It's this term that makes all of the difference. This is our constructive interference. This is the extra density that we get because those two wave functions have constructively interfered. That is what gives me this pile up of electron density right in the center here. This is the glue in this chemical bond. Make sense? OK.

All right. We have formed now a molecular wave function by this linear combination of atomic wave function. Now, what happens to the energy when we do that? Well, you can imagine what happens to the energy. The energy goes down. We are going to form a new molecular state. Let's draw an energy level diagram.

Energy going up here. And let me represent here, by these two lines, the energy levels of the separated hydrogen atoms. I am going to call this the 1S state on atom a, the 1S state on atom b. They're at the same energy. They are two hydrogen atoms. You cannot tell them apart. And each one of them has an electron.

Once we allow those two wave functions to constructively interfere, we're going to produce a new state. We're going to call that state sigma 1S. And that state is going to be lower in energy here than the two states from the individual hydrogen atoms. And that is good because if it is lower in energy, we've got these two hydrogen atoms stuck together.

We formed a chemical bond. These two hydrogen atoms are not going to fly apart. That's what we wanted to do. And, therefore, those two electrons here, one from each hydrogen atom are sitting now in this new molecular state that we are calling sigma 1S. And the wave function then that describes the electrons in that state is the sigma 1S molecular wave function. That's great. Everything looks cool, except now that these are waves. Not only can wave constructively interfere, but they can destructively interfere, too. So we have got to take care of that case now, the case of destructive interference. Let's do that.

In this case what is going to happen? Well, again, we have our 1Sa wave function and our 1Sb wave function. And now, when I am going to bring these two together to the equilibrium bond length ab here, what is going to happen is in destructive interference this wave function is going to cancel this part of the wave function.

When these overlap and I take this minus sign here or I am superimposing two wave functions with different sign, I am going to have destructive interference. And the result is that the molecular wave function is going to kind of look like this.

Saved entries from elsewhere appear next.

Issue #229, opened 2019-02-03
Make FetchHistoryProcessor 304 handler more robust


anjackson:
The `FetchHistoryProcessor`  has special logic to handle HTTP 304 responses...

https://github.com/internetarchive/heritrix3/blob/05811705ed996122bea1f4e034c1ed5f7a07240f/modules/src/main/java/org/archive/modules/recrawl/FetchHistoryProcessor.java#L109-L126

...but we're having problems because a server is returning this even though we never sent a `If-Modified-Since` or `If-None-Match` in the request (pretty sure the crawler never does this).

I'm not sure this is an appropriate use of de-duplication logic: de-duping a 304 because the server tells us it's the same as an earlier response is really not the same as de-duping a 200 that we've downloaded before and de-duping after verifying the hashes match.

So, the whole section should be removed, IMO.  Failing that, we'll need to re-write it so if does not assume the history is present.

(see https://github.com/ukwa/ukwa-heritrix/issues/27 for context)

anjackson:
Ah, it looks like some of the IA HBase code uses A_ETAG_HEADER: https://github.com/internetarchive/heritrix3/search?q=A_ETAG_HEADER&unscoped_q=A_ETAG_HEADER

Well, as much as I dislike trusting the original servers, probably easiest to just check the history exists to about the NPE.

anjackson:
Resolved by #230

PR #230, opened 2019-02-04
Add checks to guard against server sending 304 in error

anjackson:
Following #229, this small change avoids problems when a server sends a 304 response in error. De-duplication will not be attempted unless the digest is there to de-duplicate with.


anjackson:
@ato Thanks!

PR #241, opened 2019-03-14
Fix for srcset parsing base64 encoded images as urls.

adam-miller:
srcset attributes contain a comma separated list of urls, however base64 encoded images also contain a comma. This causes the srcset url parser to split the encoded image and interpret it as 2 urls instead of ignoring it.

### DIFF
--- a/modules/src/main/java/org/archive/modules/extractor/ExtractorHTML.java
+++ b/modules/src/main/java/org/archive/modules/extractor/ExtractorHTML.java
@@ -685,6 +685,11 @@ public class ExtractorHTML extends ContentExtractor implements InitializingBean 
             String[] links = value.toString().split(",");
             for (int i=0; i < links.length; i++){
                 String link = links[i].trim().split(" +")[0];
+		//base64 encoded images contain a comma, so the next element is a continuation of this encoded image
+		if(link.startsWith("data:image")){
+		    i++;
+		    continue;
+		}
                 logger.finer("Found " + link + " adding to outlinks.");
                 addLinkFromString(curi, link, context, hop);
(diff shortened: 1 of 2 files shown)


ato:
Looking at the [parsing algorithm](https://html.spec.whatwg.org/multipage/images.html#parsing-a-srcset-attribute) in the spec I think we might need something more complicated to get this right. Looks like commas are allowed in the middle of any URL (not just data:) and also allowed between parentheses in the descriptors.

Trying to translate the WHATWG algorithm into a regexs I got this:

```java
        Pattern SRCSET_URL = Pattern.compile("[\\s,]*(\\S+)");
        Pattern SRCSET_DESCRIPTORS = Pattern.compile("\\s*(?:[^,(]+|\\([^)]*\\))*");

        Matcher m = SRCSET_URL.matcher(value);
        while (m.lookingAt()) {
            String link = m.group(1);
            m.region(m.end(), m.regionEnd());
            
            if (link.endsWith(",")) {
                // URLs that end in comma have no descriptors
                link = link.replaceFirst(",+$", "");
            } else {
                // skip over descriptors
                m.usePattern(SRCSET_DESCRIPTORS);
                if (!m.lookingAt()) {
                    throw new IllegalStateException("bug: non-match should be impossible");
                }
                m.region(m.end(), m.regionEnd());
                m.usePattern(SRCSET_URL);
            }

            logger.finer("Found " + link + " adding to outlinks.");
            addLinkFromString(curi, link, context, hop);
            numberOfLinksExtracted.incrementAndGet();
        }
```

nlevitt:
Wow @ato. We were just discussing this and were about to give up on actually doing it fully correctly. Thanks.

PR #243, opened 2019-03-16
Handle commas more compliantly when parsing srcset

ato:
Commas are allowed if they're in the middle of the URL. Consequently:

    srcset="a,b,,c,"   => ["a,b,,c"]
    srcset="a, b,, c," => ["a", "b", "c"]

They occur particularly commonly in data: URLs before the base64 value.

Commas are also allowed in descriptors if they are enclosed by parens:

    srcset="a (b,c),d" => ["a", "d"]

Spec: https://html.spec.whatwg.org/multipage/images.html#parsing-a-srcset-attribute

### DIFF
--- a/modules/src/main/java/org/archive/modules/extractor/ExtractorHTML.java
+++ b/modules/src/main/java/org/archive/modules/extractor/ExtractorHTML.java
@@ -682,7 +682,7 @@ public class ExtractorHTML extends ContentExtractor implements InitializingBean 
 
             logger.fine("Found srcset listing: " + value.toString());
 
-            Matcher matcher = TextUtils.getMatcher("[\\s,]*(\\S*[^,\\s])(?:\\s(?:[^,(]+|\\([^)]*\\))*)?", value);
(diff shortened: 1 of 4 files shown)


ato:
@nlevitt, @adam-miller, this is a simplified version of my comment in #241. This should be pretty close to spec. I tried the test string against https://github.com/albell/parse-srcset and got the same result.

herrernst:
Should this fix the images on http://web.archive.org/web/*/https://orf.at/ ? Unfortunately, they are all broken at the moment, because a `,` is used in the individual image URLs and they are rewritten incorrectly.

ato:
> Should this fix the images on http://web.archive.org/web/*/https://orf.at/ ?

No, Heritrix is not involved in replay URL rewriting. As far as I'm aware the new version of the replay software used on web.archive.org is not open source.

herrernst:
Thanks. Do you know where I can report this issue then? Or could you forward it please? Thanks.

ato:
I believe emailing info@archive.org is the appropriate way to contact the Internet Archive. (I don't work for them, I'm just one of the community members that helps maintain Heritrix.)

Right in the center here there is going to be a node. There is a node because this part of the wave function exactly cancelled this part of the wave function. Hey, there is no wave function right there because we have destructive interference. How are we going to label this wave function? Well, we are also going to call it a sigma wave function. It is sigma. That is the symmetry because it's cylindrically symmetric around the bond access.

But because it is a linear combination here that is a consequence of destructive interference, I am going to call this sigma star 1S. And I am going to call that sigma star 1S, which is an antibonding orbital or an antibonding wave function.

Now, how do I know that? Well, let's also calculate the probability density here for sigma 1S star. That is going to be interesting. We've got P, probability density, sigma 1S star, square it, so I have now a 1Sa minus 1Sb times 1Sa minus 1Sb.

Multiply that out so I get 1Sa quantity squared plus 1Sb quantity squared minus 2 times 1Sa times 1Sb. I am now going to plot this on my graph here. This is what I am plotting right on my graph of the probability density.

When I do that, well, way out here on one end of the molecule probability density is pretty low. Probability density goes to a maximum right at the nucleus and then it plummets. And right at the center here the probability density is zero because the wave function is zero.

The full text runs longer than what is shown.